(WORK ITEM)
Each line of the records that holds the word "aace" should be copied out.

(SOURCE MATERIAL)

PR #655, opened 2022-02-03
Remove .rdf generated files from the repository

glguy:
These files contain paths that only make sense on the local computer and are not needed for our tooling.


glguy:
Previously, I believe, these files at absolute paths in them. I can see today they are relative to the project. They will be regenerated when we use SADL to regenerate the OWL files should we ever need them. They are not used by our automation or scripts. I think the same reasons we don't need the OWL files tracked in the repository apply to these files.

tuxji:
Andy Crapo told me that SADL removes old mappings from ont-policy.rdf but doesn't remove the file itself because this file tells SADL where all the imported dependencies come from.  I'm not sure we should remove the .rdf files entirely - from what Andy said below, it sounds like the .rdf files carry important setup information that developers create when using SADL to create a project.

> 1.	It appears that you are completely cleaning the ImplicitModel folder and the OwlModels folder of a project. This is not what SADL does and I expect may have some undesirable effects.
o	In the ImplicitModel folder, the SadlImplicitModel.sadl is supposed to only be replaced if it is missing. This allows a project developer to add to or alter the SadlImplicitModel.sadl file to the needs of the particular project.
o	In the ImplicitModel folder, the SadlBuiltinFuncitons.sadl file is generated from the selected reasoner, identified in the configuration.rdf file. Unless the reasoner is changed there should be no need to regenerate this file each time.
o	In the OwlModels folder, the content of the ont-policy.rdf file gets mappings for OWL files generated from SADL files, from OWL files generated from importing CSV files, and from external OWL models which are added to a project. Unless you are regenerating mappings from all of these sources, you will break the project's ability to find imported OWL models and models generated from CSV files. To my recollection, SADL does not ever delete this ont-policy.rdf. It does attempt to clean old stuff to keep it consistent and relevant, but it doesn't remove it.

glguy:
If there's some value in these generated files then we can close the pr. We don't use them for anything I'm aware of or customize them in any way.

I'm not touching the implicit model sadl files in this pr. We do not customize those generated files either, but I wasn't intending to change them.

glguy:
maybe we'll use these in the future

PR #658, opened 2022-02-08
Auto-add trailing slash for ASSIST -m URL specifications.

kquick:
Automatically supplies a trailing slash if one is missing for detected URL -m specifications.  For example:

```
  check -m http://localhost:3030
```

will automatically get translated to:

```
  check -m http://localhost:3030/
```


glguy (approved):
I ran it locally and it worked with and without the slash. Thanks!

PR #660, opened 2022-02-10
Incorporate MITRE CWE into the core ontology

glguy:
This PR builds on the recent work between our team and GrammaTech. This PR further refines what GT is doing to separate out the identities of detection methods from their effectiveness.

This might be the first place in the ontology that we have a reified relationship class. `CWE_DETECTION_EFFECTIVENESS` exists so that we can have attributes (effectiveness) on the relationship between CWEs and detection methods. I think this is the proper encoding, but we should look at this deliberately.

There are CWEs (e.g. Dead Code) and Detection methods (Manual Static Analysis - Source Code). Detection methods can have different effectivenesses when applied to different CWEs. In this case the effectiveness is listed as High, but in other cases it might be Moderate or "SOAR Partial". The effectivenesses are particular to the pairing.

The example submitted by GrammaTech did not give each detection method a unique identity. Each method existed uniquely instantiated to a CWE. It's possible that we don't need the flexibility, but without giving the detection methods a consistent identity I don't know what we could ever do with them other than print their pairing-specific names out.

```
  detectionImplementedBy describes CWE_DETECTION_METHOD with values of type TOOL.
```

I think we want a way like this to indicate that some tools implement known detection methods. Once we have this we can do queries to find software that has weaknesses that aren't effectively (or are) analyzed. There might be a better way to make this link. Perhaps it should go on the CWE_ANALYSIS because different tools have different operating modes and they aren't always using the same set of detections.


cli/setup-arcos.sh
```diff
@@ -28,3 +28,4 @@ rack nodegroups import ../nodegroups/ingestion/arcos.arbiter
 # rack data import --clear ../RACK-Ontology/OwlModels/ARP-4754A.yaml     # from datagraph http://rack001/arp-4754a
 # rack data import --clear ../RACK-Ontology/OwlModels/DO-330.yaml        # from datagraph http://rack001/do-330
 # rack data import --clear ../RACK-Ontology/OwlModels/DO-178C.yaml         # from datagraph http://rack001/do-178c
+rack data import --clear ../RACK-Ontology/OwlModels/MITRE-CWE.yaml     # from datagraph http://rack001/mitre-cwe
```
GregIthaca, line 31: Eric, this confuses me. Why is it 'rack data import' but pointing to the OwlModels; shouldn't it be 'rack model import'?
Of course there also needs to be a 'rack data import' but that would be using the nodegroups instead, right?

GregIthaca (changes requested):
This all looks reasonable to me other than the one question I rased. As far as I can tell, the CWE data still needs to be added somewhere?

cli/setup-arcos.sh
glguy: This is confusing because it's wrong. I'll fix it

glguy:
I've updated this PR to be complete with a set of data and the ingestion process.

It includes:
- The list of CWEs
- The list of effectiveness enumeration values
- The list of detection methods
- The association between CWEs, methods, effectivenesses, and descriptive text about that association

ping @GregIthaca

glguy:
I've updated this PR to ingest the list of CAPECs and all the wasImpactedBy relations to CWE for them.

Our original CAPEC list is much shorter. It seems better to me to simply list all the known CAPECs than to select from the list, but I'm interested to hear if there's a good case for the more restricted list. It seems like we might just chose not to have some CAPECs not linked to anything from the Boeing data.

kquick (approved):

PR #672, opened 2022-03-09
correcting Turnstile overlay

kityansiu:
- removed turnstile:wasInformedBy and replaced with wasInformedBy (so it doesn't create a new property when it's the one from ACTIVITY that we're after)
- corrected the way the property range was being restricted by adding the term 'only' in SADL


cuddihyge (approved):
These look correct to me.

PR #682, opened 2022-03-18
Update setup-owl CLI utility for rack docker version v10.0.

kquick:


tuxji (approved):
+1

I've also added setup-owl.sh to the list in RELEASE.md so we will know we have to update it next time we make a release.

PR #687, opened 2022-04-06
Add missing CWE entries

glguy:
Previously only the "Software Development" CWEs were loaded. This completes the list to also load "Hardware Design" and "Research Concepts" which covers things like the previously missing CWE-285.

Beyond that this also populates the `title` property in addition to the previously populated `identifier` and `description`


kityansiu (approved):

GregIthaca:
Could I please confirm that the identifiers will have the 'CWE-' prefix from here going forward? We need to match this with our findings, and at one point it was just the number.

kityansiu:
Yes, I can confirm that. We have no plans to change these identifiers.

PR #689, opened 2022-04-06
Add RTX overlay to support synthetic analysis outputs

glguy:


kityansiu (changes requested):
Just 2 recommendations:

- in the sadl file, we've been using the convention uri "http://arcos.projectName/companyName" alias projectName. Can we change line 13 in RTX.sadl to `uri "http://arcos.aace/RTX" alias aace`?
- the directory in nodegroups/ingestion will then become arcos.aace. Can we change line 29 in setup-arcos.sh to `rack nodegroup import ../nodegroups/ingestion/arcos.aace`?

Other than these, I think the changes look good!

kityansiu:
I think we missed updating setup-owl.sh to copy RACK/RTX-Ontology/OwlModels!

glguy:
@kityansiu now fixed on master

PR #696, opened 2022-04-26
fix COTS description

Ptival:
Just noticed this during today's meeting.


tuxji (approved):
Looks good to me and Kit wants this included in v10.2. 

+1

PR #702, opened 2022-05-05
Update __init__.py

russell-d-e:
added CDATA tag to string to objectDataString function. this allows the text to have characters that are normally not valid as part of XML string.  For example "<" is encoded to the xml as "&lt;"


tuxji (approved):
+1

PR #706, opened 2022-05-18
fix rack-migration re. PEP508

Ptival:
It appears the tooling around pyproject.toml has recently decided to check the
project name against PEP508.  This no longer allows freeform text as the
project name, so we change it to be compliant.


kityansiu (approved):
working now! thanks!

kityansiu (approved):
working! i'm now about to run rack_migrate.

Ptival:
Good to know. I also have not tested the migration tool in a long time!

russell-d-e (approved):

PR #243, opened 2015-03-12
MAGN-5854 : Crash on certain Revit geoemtry

hlp:
This PR fixes the C# aspect of MAGN-5854. Ruled Surfaces were not correctly extracted out of Revit RuledFace objects: the ruled Surface must completely contain the trimming edge loops. The fix extends the ruled Surfaces in the instances when the ruled surface is too small.

@Randy-Ma PTAL


src/Libraries/RevitNodes/GeometryConversion/SurfaceExtractor.cs
```diff
@@ -238,15 +238,84 @@ public static Surface ExtractSurface(Autodesk.Revit.DB.RevolvedFace face, IEnume
...
+            bool success = EdgeLoopsTouchSurface(result, edgeLoops);
+
             c0.Dispose();
             c1.Dispose();
-            return result;
+            c0Move.Dispose();
+            c1Move.Dispose();
+
+            if (success)
+                return result;
```
Randy-Ma: @hlp 
But does this mean the returned surface does not match the original face? because it is extended.

hlp: It will match the original face, because later it will be trimmed by the edge loops. If you look at ExtractSurface with a PlanarFace argument, the returned face is a lot larger than the input face. Like this method, it is assumed it will be trimmed downstream.

Randy-Ma:
LGTM

Randy-Ma:
@hlp 
Also could you help create pull requests for other branches as well?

(OUTPUT OF THE TASK)
- in the sadl file, we've been using the convention uri "http://arcos.projectName/companyName" alias projectName. Can we change line 13 in RTX.sadl to `uri "http://arcos.aace/RTX" alias aace`?
- the directory in nodegroups/ingestion will then become arcos.aace. Can we change line 29 in setup-arcos.sh to `rack nodegroup import ../nodegroups/ingestion/arcos.aace`?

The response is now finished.